On Sunday, March 21,1965 more than 3,000 people began the second march, including blacks, whites, doctors, nurses, working class people, priests, nuns, rabbis, homemakers, students, actors, and farmers. Many famous people participated including Dr. Martin Luther King, Ralph Bunche, Coretta Scott King, Ralph Abernathy, and Andrew Young. It took five days for the protesters to reach their goal. Liuzzo marched the first full day and returned to Selma for the night. On Wednesday, March 24, she rejoined the march four miles from the end, where a “Night of the Stars” celebration was held the City of St. Jude with performances by many popular entertainers of the day, including Harry Belafonte, Sammy Davis, Jr., Joan Baez, and Dick Gregory. Liuzzo helped at the first aid station. On Thursday, Liuzzo and other marchers reached the state capitol building, with a Confederate flag flying above it. Martin Luther King addressed the crowd of 25,000, calling the march, a “shining moment in American history.”

After the march, Liuzzo insisted on helping shuttle people from Montgomery back to Selma. After dropping passengers in Selma, she and 19 years old Leroy Moton headed back to Montgomery. Liuzzo stopped at a red light, and a car with four white men pulled up alongside her. They saw a white woman and a black man in a car together. Because of segregation blacks and whites in the South did not share public facilities and race mixing often led to violence.
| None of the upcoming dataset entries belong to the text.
PR #11, opened 2021-02-07
Add SeviceAccount and Secrets

ichasco-heytrade:
With these changes a ServiceAccount can be created and create Secrets rendered


templates/deployment.yaml
```diff
@@ -27,12 +27,22 @@ spec:
...
 {{- end }}
     spec:
-      {{- if .Values.imagePullSecrets }}
+    {{- if .Values.serviceAccount.create }}
+    {{- if .Values.serviceAccount.name }}
+      serviceAccountName: {{ .Values.serviceAccount.name }}
+    {{- else }}
+      serviceAccountName: {{ include "docker-registry.fullname" . }}
+    {{- end }}
+    {{- end }}
```
canterberry, line 44: When `serviceAccount.create` is false, but `serviceAccount.name` is set, we still want to set `serviceAccountName` here. Only if `create: false` and `name` is empty/unset do we want to abstain from setting `serviceAccountName` here.

canterberry (changes requested):
The portion of this PR for adding a service account looks good, although I spotted one minor defect (comment inline).

Could you remove the bit related to `envRenderSecret` from this PR? There is another PR open related to adding additional environment variables, and I think that's something that could benefit from separate review, as it creates another potentially conflicting pattern for configuring this chart and I'd like to be able to merge this PR for the service account while that discussion continues.

SimonRupar:
@ichasco-heytrade is it possible that you update this PR? This feature would benefit me greatly. With your permission I can also update PR according to @canterberry.

ichasco-heytrade:
Done, can you confirm that it's everything ok? 

Thanks

values.yaml
```diff
@@ -12,6 +12,12 @@ updateStrategy: {}
 podAnnotations: {}
 podLabels: {}
 
+serviceAccount:
+  create: false
+  # name:
+  ## Annotations for the Service Account
```
canterberry, line 18: This comment can be removed.

values.yaml
```diff
@@ -12,6 +12,12 @@ updateStrategy: {}
 podAnnotations: {}
 podLabels: {}
 
+serviceAccount:
```
canterberry, line 15: The README should be updated to describe these new values.

canterberry (changes requested):

templates/deployment.yaml
canterberry: This comment is still relevant and has not been addressed.

SimonRupar:
@ichasco-heytrade, would you be able to adjust to requested change in MR?

templates/deployment.yaml
canterberry: Can you explain how you addressed this feedback? The discussion was marked as resolved, but the code does not appear to have changed and there is no reply to my comment.

SimonRupar: @ichasco-heytrade, will you be able to update this PR shortly?

templates/deployment.yaml
```diff
@@ -28,11 +28,18 @@ spec:
...
-{{- if $.Values.podAnnotations }}
-{{ toYaml $.Values.podAnnotations | indent 8 }}
+{{- if .Values.podAnnotations }}
+{{ toYaml .Values.podAnnotations | indent 8 }}
 {{- end }}
     spec:
-      {{- if .Values.imagePullSecrets }}
+    {{- if .Values.serviceAccount.create }}
+    {{- if .Values.serviceAccount.name }}
+      serviceAccountName: {{ .Values.serviceAccount.name }}
```
SimonRupar, line 37: This causes issues because of whitelines. 
```
unable to parse YAML: error converting YAML to JSON: yaml: line 25: did not find expected key
```

canterberry:
Incorporated into https://github.com/twuni/docker-registry.helm/pull/44 and shipped in v1.16.0.

PR #15, opened 2021-04-25
Add support for service.externalIPs

drewhemm:
This PR adds the ability to define externalIPs for the service, which is useful for situations where load balancers are not available. 

Our use case is a single node cluster, which with an externalIP enables us to pull and push images without having to resort to using a nodePort, which does not work well with rolling updates.

### DIFF
--- a/templates/service.yaml
+++ b/templates/service.yaml
@@ -16,6 +16,12 @@ spec:
 {{- if (and (eq .Values.service.type "ClusterIP") (not (empty .Values.service.clusterIP))) }}
   clusterIP: {{ .Values.service.clusterIP }}
 {{- end }}
+{{- if .Values.service.externalIPs }}
+  externalIPs:
+    {{- range .Values.service.externalIPs }}
+    - {{ . | quote }}
+    {{- end }}
+{{- end }}
 {{- if (and (eq .Values.service.type "LoadBalancer") (not (empty .Values.service.loadBalancerIP))) }}
   loadBalancerIP: {{ .Values.service.loadBalancerIP }}
 {{- end }}
--- a/README.md
+++ b/README.md
@@ -46,6 +46,7 @@ their default values.
 | `service.port`              | TCP port on which the service is exposed                                                   | `5000`          |
 | `service.type`              | service type                                                                               | `ClusterIP`     |
 | `service.clusterIP`         | if `service.type` is `ClusterIP` and this is non-empty, sets the cluster IP of the service | `nil`           |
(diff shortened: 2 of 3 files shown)


templates/service.yaml
```diff
@@ -16,6 +16,12 @@ spec:
 {{- if (and (eq .Values.service.type "ClusterIP") (not (empty .Values.service.clusterIP))) }}
   clusterIP: {{ .Values.service.clusterIP }}
 {{- end }}
+{{- if (not (empty .Values.service.externalIPs)) }}
+  externalIPs:
+    {{- range .Values.service.externalIPs }}
+    - {{ . | quote }}
+    {{- end }}
+{{- end }}
```
canterberry, line 24: This block (L19-L24) could be simplified using a combination of helpers (`toYaml` and `nindent`) and collapsing the if-conditional expression (`if not empty X` can be reduced to `if X`):

```yaml
{{- if .Values.service.externalIPs }}
  externalIPs: {{ toYaml .Values.service.externalIPs | nindent 4 }}
{{- end }}
```

Chart.yaml
```diff
@@ -1,7 +1,7 @@
 apiVersion: v1
 description: A Helm chart for Docker Registry
 name: docker-registry
-version: 1.10.1
+version: 1.11.0
```
canterberry, line 4: Generally, it's a best practice to avoid tethering a version increment to a PR's changeset.

Versioning is a responsibility of the release team, and there may be other PRs going on in parallel that may otherwise have conflicting version increments. It's helpful for any project, though, to *suggest* whether a changeset warrants a patch, minor, or major version increment in the PR's description. Manual version increments could conflict, too, in projects with automated releases, like [semantic release](https://github.com/semantic-release/semantic-release).

canterberry (changes requested):
Initial review complete. Thanks for the contribution!

Overall, the changeset looks good. Just a couple of bits of minor feedback, inline.

The PR's title and commit message effectively describe the changeset, but I would have liked to see the PR description convey **why** (e.g: what motivated you to propose the change? what benefits does the changeset provide?), even if it may seem obvious to you or me. PRs with empty descriptions or context are less likely to receive attention or consideration by maintainers or the community, so a little elaboration can go a long way!

Thank you! Once you push up the small tweaks (remove version increment, replace template block, add a PR description), we're good to go!

canterberry (approved):
:+1: LGTM!

SimonRupar:
@drewhemm, I see that this MR is already approved, but needs signed git commits. Can you please sign your commits?

canterberry:
Closing this PR, as it seems to have been abandoned without having addressed the feedback given.

PR #18, opened 2021-06-11
Add support for registry proxy/mirror

jrhorner1:
This pull request adds support for configuring the registry as a proxy or pull-through cache, as documented [here](https://docs.docker.com/registry/recipes/mirror/). 

My use case for this configuration is to avoid [pull rate limits](https://docs.docker.com/docker-hub/download-rate-limit/) in kubernetes clusters where one may be deploying multiple applications at once such as after a cluster is initially created or when testing different configurations of an application, requiring multiple deployments.


canterberry (dismissed):
:+1: LGTM!

jrhorner1:
Got the commits signed (with the correct email this time).

canterberry (approved):

PR #20, opened 2021-08-02
Add support for having external proxy secrets

joaosa:
When using GitOps tools like Flux, we don't want the contents of values.yaml to be added to Git.
 As such, it is desirable to load them from secrets created a priori.

 This PR adds support for this, on the proxy config, through a `authExternalSecret` key that refs a specific secret in order to fulfill this usecase.

 Let me know if this makes sense :)

### DIFF
--- a/templates/deployment.yaml
+++ b/templates/deployment.yaml
@@ -160,12 +160,12 @@ spec:
             - name: REGISTRY_PROXY_USERNAME
               valueFrom:
                 secretKeyRef:
-                  name: {{ template "docker-registry.fullname" . }}-secret
+                  name: {{ if .Values.proxy.secretRef }}{{ .Values.proxy.secretRef }}{{ else }}{{ template "docker-registry.fullname" . }}-secret{{ end }}
                   key: proxyUsername
             - name: REGISTRY_PROXY_PASSWORD
               valueFrom:
                 secretKeyRef:
-                  name: {{ template "docker-registry.fullname" . }}-secret
+                  name: {{ if .Values.proxy.secretRef }}{{ .Values.proxy.secretRef }}{{ else }}{{ template "docker-registry.fullname" . }}-secret{{ end }}
                   key: proxyPassword
 {{- end }}
 {{- if .Values.persistence.deleteEnabled }}
--- a/values.yaml
+++ b/values.yaml
@@ -103,6 +103,9 @@ proxy:
   remoteurl: https://registry-1.docker.io
   username: ""
   password: ""
+  # the ref for a secret stored outside of this chart
+  # Keys: proxyUsername, proxyPassword
+  secretRef: ""
 
 configData:
   version: 0.1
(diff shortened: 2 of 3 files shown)


canterberry (changes requested):
Thanks!

Externalizing sensitive values into secrets is certainly a good idea. There are lots of good reasons to do so, so :+1: on the premise.

The strategy for externalizing the registry proxy username and password makes sense, and jives with the current methodology.

My only request is to update the README to document this new value, and indicate which keys are expected to be present in the referenced secret. I'd also propose, for clarity, naming the variable `proxy.secretRef`, to clearly indicate it as a reference to a K8s resource. I don't feel strongly about the `auth` prefix, but I do think it's a little redundant and constricting.

joaosa:
> Thanks!
> 
> Externalizing sensitive values into secrets is certainly a good idea. There are lots of good reasons to do so, so 👍 on the premise.
> 
> The strategy for externalizing the registry proxy username and password makes sense, and jives with the current methodology.
> 
> My only request is to update the README to document this new value, and indicate which keys are expected to be present in the referenced secret. I'd also propose, for clarity, naming the variable `proxy.secretRef`, to clearly indicate it as a reference to a K8s resource. I don't feel strongly about the `auth` prefix, but I do think it's a little redundant and constricting.

Thank you. That makes a lot of sense. I updated the PR to match your feedback 👍 . Let me know if it this is what you had in mind

values.yaml
```diff
@@ -103,6 +103,9 @@ proxy:
   remoteurl: https://registry-1.docker.io
   username: ""
   password: ""
+  # the ref for a secret stored outside of this chart
+  # proxyUsername and proxyPassword are the keys to include in the said secret
```
canterberry, line 107: A very minor suggestion to reduce verbosity on this line:

```
# Keys: proxyUsername, proxyPassword
```

canterberry (dismissed):
:+1: LGTM!

Small, targeted changeset. Well articulated value proposition. Sensible strategy. Backwards compatible.

values.yaml
joaosa: Alright updated :)

canterberry (approved):

canterberry (approved):

templates/deployment.yaml
```diff
@@ -160,12 +160,12 @@ spec:
...
               valueFrom:
                 secretKeyRef:
-                  name: {{ template "docker-registry.fullname" . }}-secret
+                  name: {{ if .Values.proxy.secretRef }}{{ .Values.proxy.secretRef }}{{ else }}{{ template "docker-registry.fullname" . }}-secret{{ end }}
                   key: proxyUsername
             - name: REGISTRY_PROXY_PASSWORD
               valueFrom:
                 secretKeyRef:
-                  name: {{ template "docker-registry.fullname" . }}-secret
+                  name: {{ if .Values.proxy.secretRef }}{{ .Values.proxy.secretRef }}{{ else }}{{ template "docker-registry.fullname" . }}-secret{{ end }}
```
lpakula, line 168: I would question that appending _-secret_ to the **secretRef** is a good idea. It's confusing and not documtented

lpakula:
When is the plan to make an official release with this change?

Thanks

canterberry:
These changes are included in v1.12.0, released moments ago!

PR #25, opened 2021-08-26
Add keys proxyUsername and proxyPassword with empty string to docker-registry-secret if values are not set

pavankumar-go:
Setting up docker-registry proxy with no password & username created the secret without `proxyUsername` and `proxyPassword` fields, causing pod to fail if `proxy.enabled = true` with error 
```
error: "couldn't find key proxyUsername in Secret <namespace>/docker-registry-secret"
```

### DIFF
--- a/templates/secret.yaml
+++ b/templates/secret.yaml
@@ -38,7 +38,11 @@ data:
   
   {{- if .Values.proxy.username }}
   proxyUsername: {{ .Values.proxy.username | b64enc | quote }}
+  {{- else }}
+  proxyUsername: ""
   {{- end }}
   {{- if .Values.proxy.password }}
   proxyPassword: {{ .Values.proxy.password | b64enc | quote }}
+  {{- else }}
+  proxyPassword: ""
   {{- end }}
--- a/templates/secret.yaml
+++ b/templates/secret.yaml
@@ -35,14 +35,5 @@ data:
   swiftPassword: {{ .Values.secrets.swift.password | b64enc | quote }}
     {{- end }}
   {{- end }}
-  
-  {{- if .Values.proxy.username }}
-  proxyUsername: {{ .Values.proxy.username | b64enc | quote }}
-  {{- else }}
-  proxyUsername: ""
-  {{- end }}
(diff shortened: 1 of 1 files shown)


templates/secret.yaml
```diff
@@ -38,7 +38,11 @@ data:
   
   {{- if .Values.proxy.username }}
   proxyUsername: {{ .Values.proxy.username | b64enc | quote }}
+  {{- else }}
+  proxyUsername: ""
   {{- end }}
   {{- if .Values.proxy.password }}
   proxyPassword: {{ .Values.proxy.password | b64enc | quote }}
+  {{- else }}
+  proxyPassword: ""
```
canterberry, line 47: Rather than if-blocks, would a ` | default ""` work here?

e.g: `proxyPassword: {{ .Values.proxy.password | default "" | b64enc | quote }}`

If so, same could be done with proxyUsername and make this changeset super tiny!

canterberry (changes requested):
Goal makes sense, to support an anonymous proxy. Small, targeted changeset. One minor request, if possible, to tidy things up even more.

templates/secret.yaml
pavankumar-go: Yes, i agree.
have pushed the new changes using `default` function.

canterberry (approved):

templates/secret.yaml
pavankumar-go: Hi,
Yeah, i have removed the [If-blocks](https://github.com/twuni/docker-registry.helm/pull/25/files) since that returns false when `.Values.proxy.username = "`.

stpierre:
Could this be merged?

canterberry:
Looks like there are still some failing checks, probably commit signing, but once that's resolved, changeset looksgood to merge.

pavankumar-go:
@canterberry my bad, didn't notice the commit signing. Have pushed by signing previous commits.

canterberry (dismissed):

canterberry (approved):

canterberry:
Released in v1.13.1.

PR #27, opened 2021-09-06
Fix for issue number 19, ingress current api version and previous api version…

karezza:
The current version of kubernetes is unable to install this helm chart.  Update Ingress api version to the current stable version used by kubernetes 1.22.*.  Update the else version to use the previous beta version.

### DIFF
--- a/templates/ingress.yaml
+++ b/templates/ingress.yaml
@@ -1,7 +1,7 @@
 {{- if .Values.ingress.enabled -}}
+{{- $apiVersion := .Capabilities.APIVersions -}}
 {{- $serviceName := include "docker-registry.fullname" . -}}
 {{- $servicePort := .Values.service.port -}}
-{{- $apiVersion := .Capabilities.APIVersions -}}
 {{- $path := .Values.ingress.path -}}
 apiVersion: {{- if $apiVersion.Has "networking.k8s.io/v1" }} networking.k8s.io/v1 {{- else }} networking.k8s.io/v1beta1 {{- end }}
 kind: Ingress
--- a/templates/ingress.yaml
+++ b/templates/ingress.yaml
@@ -20,6 +20,9 @@ metadata:
       {{ $key }}: {{ $value | quote }}
     {{- end }}
 spec:
+{{- if $apiVersion.Has "networking.k8s.io/v1" }}
+  ingressClassName: {{ .Values.ingress.ingressClassName }}
+{{- end }}
   rules:
     {{- range $host := .Values.ingress.hosts }}
     - host: {{ $host }}
--- a/templates/ingress.yaml
+++ b/templates/ingress.yaml
@@ -2,7 +2,7 @@
 {{- $serviceName := include "docker-registry.fullname" . -}}
 {{- $servicePort := .Values.service.port -}}
 {{- $path := .Values.ingress.path -}}
-apiVersion: {{- if .Capabilities.APIVersions.Has "networking.k8s.io/v1beta1" }} networking.k8s.io/v1beta1 {{- else }} extensions/v1beta1 {{- end }}
+apiVersion: {{- if .Capabilities.APIVersions.Has "networking.k8s.io/v1" }} networking.k8s.io/v1 {{- else }} networking.k8s.io/v1beta1 {{- end }}
 kind: Ingress
 metadata:
   name: {{ template "docker-registry.fullname" . }}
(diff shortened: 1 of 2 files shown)


tarioch:
Careful, there is more required than just changing the version, see https://kubernetes.io/docs/reference/using-api/deprecation-guide/#ingress-v122

vivekpatani:
@karezza 

```
{{- if .Values.ingress.enabled -}}
{{- $serviceName := include "docker-registry.fullname" . -}}
{{- $servicePort := .Values.service.port -}}
{{- $path := .Values.ingress.path -}}
apiVersion: {{- if .Capabilities.APIVersions.Has "networking.k8s.io/v1" }} networking.k8s.io/v1 {{- else }} extensions/v1 {{- end }}
kind: Ingress
metadata:
  name: {{ template "docker-registry.fullname" . }}
  labels:
    app: {{ template "docker-registry.name" . }}
    chart: {{ .Chart.Name }}-{{ .Chart.Version | replace "+" "_" }}
    release: {{ .Release.Name }}
    heritage: {{ .Release.Service }}
{{- if .Values.ingress.labels }}
{{ toYaml .Values.ingress.labels | indent 4 }}
{{- end }}
  annotations:
    {{- range $key, $value := .Values.ingress.annotations }}
      {{ $key }}: {{ $value | quote }}
    {{- end }}
spec:
  rules:
    {{- range $host := .Values.ingress.hosts }}
    - host: {{ $host }}
      http:
        paths:
          - path: {{ $path }}
            pathType: Prefix
            backend:
              service:
                name: {{ $serviceName }}
                port:
                  number: {{ $servicePort }}
    {{- end -}}
  {{- if .Values.ingress.tls }}
  tls:
{{ toYaml .Values.ingress.tls | indent 4 }}
  {{- end -}}
{{- end -}}
```

The `service` section towards the end is broken up into multiple entities too, and `PathType: <ImplementationSpecific>` is a neccesary field. I'm not sure if these are the only changes needed, but this worked for me.

canterberry (approved):
Assuming that `extensions/v1beta1` is EOL, which I think it effectively is at this point, I don't mind breaking support for it.

kervel:
i think https://github.com/Kapernikov/docker-registry.helm/commit/22eca8f7680c1289dd094ffe36f44fbbedde14f5 this is what is needed ...

karezza:
Added 'ingressClassName' and also defined a default value in values.yaml, it is my understanding that although an ingress can be created without this with a default being automatically selected, instead people should always have it defined in their ingress going forward and not in the annotations (where this was sometimes happening before, but not in a clearly defined way).

kervel:
i went  thru the kubernetes history to see how long networking.k8s.io/v1 is already there, and apparently its only there since 1.19 (which is 1 year ago). actually astonished that kubernetes breaks compat with old API only 1 year after releasing the new one...

so i guess it makes sense to try to also support the v1beta1.

ElArtista:
I suppose #33 is relevant to this?

DBarthe:
Hello !

Could we just add :
```
apiVersion: {{- if $apiVersion.Has "networking.k8s.io/v1" }} networking.k8s.io/v1 {{- else if $apiVersion.Has "networking.k8s.io/v1beta1" }} networking.k8s.io/v1beta1 {{- else }} extensions/v1beta1 {{- end }}
```
So that we can support 1.22 while not breaking any older version ?

ElArtista (approved):

templates/ingress.yaml
```diff
@@ -1,8 +1,9 @@
 {{- if .Values.ingress.enabled -}}
+{{- $apiVersion := .Capabilities.APIVersions -}}
```
canterberry, line 2: Should be `$apiVersions`

values.yaml
```diff
@@ -32,6 +32,7 @@ service:
   # foo.io/bar: "true"
 ingress:
   enabled: false
+  ingressClassName: nginx
```
canterberry, line 35: `ingress.ingressClassName` is redundant -- instead, should be `ingress.className`.

Please add documentation for this value to the README as well.

canterberry (changes requested):
Thank you for this PR. I have a couple of very small requests, but aside from that this changeset looks good. In addition to looking over the changeset, I ran through the exercise of making the same set of changes by cross-referencing against the `kubectl explain ingress` output on a modern cluster. Line-for-line, I came to pretty much the same result.

canterberry:
Superceded by #48.

PR #29, opened 2021-09-29
Add support for S3 bucket data prefix

SimonRupar:
Add support for S3 bucket to prefix all data

https://docs.docker.com/registry/storage-drivers/s3/
> This is a prefix that is applied to all S3 keys to allow you to segment data in your bucket if necessary.

### DIFF
--- a/values.yaml
+++ b/values.yaml
@@ -91,6 +91,7 @@ secrets:
 #  region: us-east-1
 #  regionEndpoint: s3.us-east-1.amazonaws.com
 #  bucket: my-bucket
+#  rootdirectory: /object/prefix
 #  encrypt: false
 #  secure: true
 
--- a/README.md
+++ b/README.md
@@ -72,6 +72,7 @@ their default values.
 | `s3.region`                 | S3 region                                                                                  | `nil`           |
 | `s3.regionEndpoint`         | S3 region endpoint                                                                         | `nil`           |
 | `s3.bucket`                 | S3 bucket name                                                                             | `nil`           |
+| `s3.rootdirectory`          | S3 prefix that is applied to allow you to segment data                                     | `nil`           |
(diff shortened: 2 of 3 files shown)


values.yaml
```diff
@@ -91,6 +91,7 @@ secrets:
 #  region: us-east-1
 #  regionEndpoint: s3.us-east-1.amazonaws.com
 #  bucket: my-bucket
+#  rootdirectory: my-docker
```
canterberry, line 94: It would be helpful for the example to illustrate this value as a path, to help the reader understand where slashes should be.

Which of the following is correct if I want object `foo` to become `object/prefix/foo`?

 • `object/prefix`
 • `/object/prefix`
 • `object/prefix/`
 • `/object/prefix/`

`my-docker` is not descriptive enough to convey confidence that it is conveying a path. Including a slash in the middle helps, and at the beginning and/or end as necessary. Having the example value itself convey through the words it uses that it is, unambiguously, an object prefix, further empowers the reader to identify the correct form for their use case.

canterberry (changes requested):
Looks good, with one minor change for the example value. Straightforward, well-scoped changeset.

values.yaml
SimonRupar: Hello @canterberry, thank you very much for quick reply. 
I have tested with all the cases you present, and the propagation works in all the cases you present. I agree with update of example so I have set to ```/object/prefix``` because it seems to me, it may be more descriptive.

canterberry (approved):

SimonRupar:
@canterberry, sorry I didn't noticed that my signing key was not ok. Can you confirm that now everything is ok?

canterberry (approved):

canterberry:
Released just now in v1.13.2.

SimonRupar:
@canterberry, great thank you!

PR #1176, opened 2026-09-17
Speed up untagged number walk

austinmatherne-wk:
#### Reason for change

In review mode the viewer wraps every untagged number and date in a highlight span before the document becomes interactive to the user. On large filings this walk took several seconds. Most of that time went into rebuilding text nodes that had no match at all, and into hiding and showing the report body around the walk. The `postProcess` pass also interleaved layout reads and class writes, forcing a layout flush per element.

#### Description of change

The walk now uses plain DOM calls, iterates the child list in place, and leaves text nodes without a match untouched. The hide and show around the walk is removed, since the walk no longer forces layout. The `postProcess` pass collects zero height elements before adding the no highlight class so the reads no longer flush layout one at a time.

Benchmarking against large filings (Principal Funds, Pacific Life, and Blackstone Private Credit) in review mode, time to first user interaction was reduced by 8, 5, and 2 seconds. The wrapped markup is unchanged.

#### Steps to Test

1. Confirm load time is reduced in review mode.
2. Toggle the untagged numbers and untagged dates highlights and confirm the same numbers and dates are highlighted as on.

**review**:
@Arelle/arelle
@paulwarren-wk


iXBRLViewerPlugin/viewer/src/js/viewer.js
```diff
@@ -168,9 +168,10 @@ export class Viewer {
     }
 
 
-    _wrapUntaggedNumbers(n, docIndex, ignoreFullMatch) {
+    _wrapUntaggedNumbers(n) {
         const viewer = this;
         const ixHiddenStyleRE = /(?:^|\s|;)-(?:sec|esef)-ix-hidden:\s*([^\s;]+)/;
+        const ignoreFullMatch = localName(n.get(0).nodeName.toUpperCase()) === 'NONNUMERIC';
```
brettkail-wk: > The ignoreFullMatch flag was only ever set when recursing into a
> nonNumeric element, so it is a property of n rather than something
> every caller needs to thread through.

Doesn't this change semantics for `<ix:nonNumeric><span>...</span></ix:nonNumeric>`?  I'm not sure the current semantics make sense for `<ix:nonNumeric><span>...</span><span>...</span></ix:nonNumeric>` either, but that seems like a separate issue.

iXBRLViewerPlugin/viewer/src/js/viewer.js
```diff
@@ -169,13 +169,14 @@ export class Viewer {
...
 
     _wrapUntaggedNumbers(n) {
-        const viewer = this;
         const ixHiddenStyleRE = /(?:^|\s|;)-(?:sec|esef)-ix-hidden:\s*([^\s;]+)/;
         const ignoreFullMatch = localName(n.nodeName.toUpperCase()) === 'NONNUMERIC';
 
-        $(n).contents().each(function () {
-            if (this.nodeType === Node.ELEMENT_NODE) {
-                const name = localName(this.nodeName.toUpperCase());
+        // Capture the next sibling first because wrapping replaces text nodes.
```
brettkail-wk: This comment might be clearer on the next line?

iXBRLViewerPlugin/viewer/src/js/viewer.js
austinmatherne-wk: > Doesn't this change semantics for \<ix:nonNumeric>\<span>...\</span></ix:nonNumeric>?

On master the flag is passed fresh as `name === 'NONNUMERIC'` on every recursive call, so it only ever described the immediate parent, which is what the new line computes from `n`. The nested span case wraps on both master and this branch, and I agree that is worth a separate issue. I'd prefer to handle that in another PR and not mix refactor/perf optimizations with behavioral changes.

brettkail-wk: Ah, I see, thanks.

brettkail-wk (approved):

derekgengenbacher-wf (approved):

derekgengenbacher-wf:

PR #1177, opened 2026-09-17
Treat a nonNumeric with a single value as tagged

austinmatherne-wk:
#### Reason for change

A `nonNumeric` whose value sits inside formatting markup, such as `<ix:nonNumeric><span>2020</span></ix:nonNumeric>`, is highlighted as untagged in review mode, as raised in https://github.com/Arelle/ixbrl-viewer/pull/1176#discussion_r4036951006.

#### Description of change

The walk now checks the whole text content of each format free `nonNumeric` once with an anchored matcher and skips it as tagged when the trimmed text is a single number or date. Nested `nonNumeric`s are checked on their own.

Performance was checked against #1176 to verify no regressions.

#### Steps to Test

* CI

**review**:
@Arelle/arelle
@paulwarren-wk


iXBRLViewerPlugin/viewer/src/js/viewer.js
```diff
@@ -180,36 +179,31 @@ export class Viewer {
...
         const input = node.nodeValue;
         const doc = node.ownerDocument;
         let output = null;
         let pos = 0;
         numberMatchSearch(input, (m, do_not_want, is_date) => {
-            // A match covering the whole of a nonNumeric's text content
-            // is considered tagged.
-            if (do_not_want ||
-                    (ignoreFullMatch && m.index === 0 && m.index + m[0].length === input.length && input === node.parentNode.textContent)) {
+            if (do_not_want) {
```
brettkail-wk: This is fine, but at this point, can `numberMatchSearch` just not invoke the callback for `do_not_want` (and remove that param from the callback so that's all hidden in that module)?

brettkail-wk (dismissed):

brettkail-wk (approved):

derekgengenbacher-wf (approved):

derekgengenbacher-wf:

PR #1178, opened 2026-09-18
Use MessageChannel for generator tasks

austinmatherne-wk:
#### Reason for change

Browsers clamp deeply nested timers to a [4 ms delay](https://developer.mozilla.org/en-US/docs/Web/API/Window/setTimeout#nested_timeouts). This costs roughly 150-300 ms on standard SEC filings and 3-7 seconds on larger Principal, Pacific, and Blackstone reports.

> As specified in the [HTML standard](https://html.spec.whatwg.org/multipage/timers-and-user-prompts.html#timers), browsers will enforce a minimum timeout of 4 milliseconds once a nested call to setTimeout has been scheduled 5 times.

#### Description of change

Use `MessageChannel` for work that runs after the report becomes visible (building the search index and checking which elements can be highlighted).

#### Steps to Test

* CI

**review**:
@Arelle/arelle
@paulwarren-wk


derekgengenbacher-wf (dismissed):

iXBRLViewerPlugin/viewer/src/js/util.js
```diff
@@ -192,17 +192,22 @@ export function setDefault(obj, key, def) {
 }
 
 export function runGenerator(generator, onDone) {
-    function resume() {
+    // MessageChannel avoids the 4 ms minimum delay imposed on nested timers.
```
brettkail-wk: This is completely fine.  This comment makes sense in the context of the PR, but it seems to make less sense in isolation.
> Use MessageChannel rather than setTimeout to implement yielding since browsers impose a 4 ms minimum delay on nested timers.

Or a function-level comment might help:
> Run the generator to completion, yielding to the event loop after each iteration.

brettkail-wk (dismissed):

iXBRLViewerPlugin/viewer/src/js/util.js
austinmatherne-wk: Updated

derekgengenbacher-wf (approved):

brettkail-wk (approved):

derekgengenbacher-wf:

These men belonged to the Ku Klux Klan (KKK), a group that supported the continuation of segregation. They followed Liuzzo, who tried to outrun them. They caught up with her car and opened fire. She was shot in the head and died in Lowndesboro, Alabama on March 25, 1965.

On May 3, 1965, the trial of Liuzzo’s killers began. One of the men in the car, Gary Thomas Rowe, Jr., was an FBI informant and thus was protected by the FBI. The three others were indicted on a state charge of murder and a federal charge of civil rights violation. The all-white jury could not come to a decision and a mistrial was declared. The second trial began in October. The defense attorney attacked the credibility of the informant, Rowe, stating that he fabricated information. The men were found not guilty of murder. In the federal trial the defendants were found guilty of conspiracy to violate the civil rights of Liuzzo and were sentenced to ten years in prison, a landmark in southern legal history.

In 1978, investigations revealed that Rowe, the FBI informant, may have been involved in the bombing of a church in 1963 where four black girls were killed. In November of 1978, a grand jury indicted Rowe for the murder of Liuzzo, but he fought the extradition proceedings against him. In 1980, an FBI file revealed that Rowe had clubbed Freedom Riders and that the FBI had paid his medical bills and given him a $125 bonus. The Liuzzo children sued the FBI for $2 million, blaming Rowe and the FBI for the murder. A federal judge blocked Rowe’s extradition to Alabama. In Ann Arbor, Michigan, the Liuzzos got Rowe into court, but the judge threw out the case and ordered the family to pay back the government $80,000 in court costs. The family appealed and the fine was voided.